(Stored items)
* * * * * * * * *

PR #1941, opened 2024-08-03
Fixing issue with import of version 5 equipment lists

jmcconn18:
The "type" property has been removed on V5 equipment lists, so we can no longer validate on that. Also, the "type" property has been removed from weapon attacks, so those have been changed to a check for existence of property "reach" for melee attacks, and "range" for ranged attacks. Should be backwards compatible with older versions, but I saw no obvious way to check to see if an object is an equipment list in V5.

### DIFF
--- a/module/item-import.js
+++ b/module/item-import.js
@@ -17,10 +17,8 @@ export class ItemImporter {
     } catch {
       return ui.notifications.error('The file you uploaded was not of the right format!')
     }
-    if (j.type !== 'equipment_list') {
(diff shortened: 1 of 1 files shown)


mjeffw:
I independently fixed this and my changes are already merged. I'm going to close this PR without merging. I truly appreciate your help and I only wish I had seen this PR before! Thank you.

jmcconn18:
> I independently fixed this and my changes are already merged. I'm going to close this PR without merging. I truly appreciate your help and I only wish I had seen this PR before! Thank you.

No worries, thanks for all the work you do on the project!

PR #1943, opened 2024-08-08
Fix random horizontal scrollbar in character sheet

Wilou1428:
Currently, there is a useless scrollbar in the character sheet window. 
image

I don't think this does anything useful. Seems like a leftover style sheet rule. I removed it, seems to have fixed the issue.

### DIFF
--- a/styles/simple.css
+++ b/styles/simple.css
@@ -518,7 +518,6 @@
   padding: 5px;
   scroll-behavior: smooth;
   background: white;
-  overflow-x: scroll;
 }
 
 .gurps .sheet-header {
--- a/styles/simple.css
+++ b/styles/simple.css
@@ -518,6 +518,7 @@
   padding: 5px;
   scroll-behavior: smooth;
   background: white;
+  overflow-x: auto;
 }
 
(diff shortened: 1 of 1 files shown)


mjeffw:
I actually just added that CSS style to the last release. It's needed for folks who scale the display because of vision impairment. We won't remove the scroll bar but I'll look into how to prevent it from appearing if the window is large enough to display the whole sheet width.

Wilou1428:
Oh I see. I can try looking into that myself.

Wilou1428:
Is there a way to for me to set up the screen so I can test it? Because zooming in the popped out character sheet I don't see the difference.

Wilou1428:
I found out what was causing this. I noticed that the bar only appeared when the character sheet had notes. Apparently, the note elements extend further than it's visible causing the bar to appear. So my solution would be the to hide overflow for the notes section, this shouldn't impact the Pop-Out large image case. Also set the `overflow-x: auto` so it would hide the scrollbar if there's no overflow.

mjeffw:
Looks good! Thanks for the help.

* * * * * * * * *

Return the entries exactly through the "-17,10 +17,8 @@" line.

Answer section:
PR #1941, opened 2024-08-03
Fixing issue with import of version 5 equipment lists

jmcconn18:
The "type" property has been removed on V5 equipment lists, so we can no longer validate on that. Also, the "type" property has been removed from weapon attacks, so those have been changed to a check for existence of property "reach" for melee attacks, and "range" for ranged attacks. Should be backwards compatible with older versions, but I saw no obvious way to check to see if an object is an equipment list in V5.

### DIFF
--- a/module/item-import.js
+++ b/module/item-import.js
@@ -17,10 +17,8 @@ export class ItemImporter {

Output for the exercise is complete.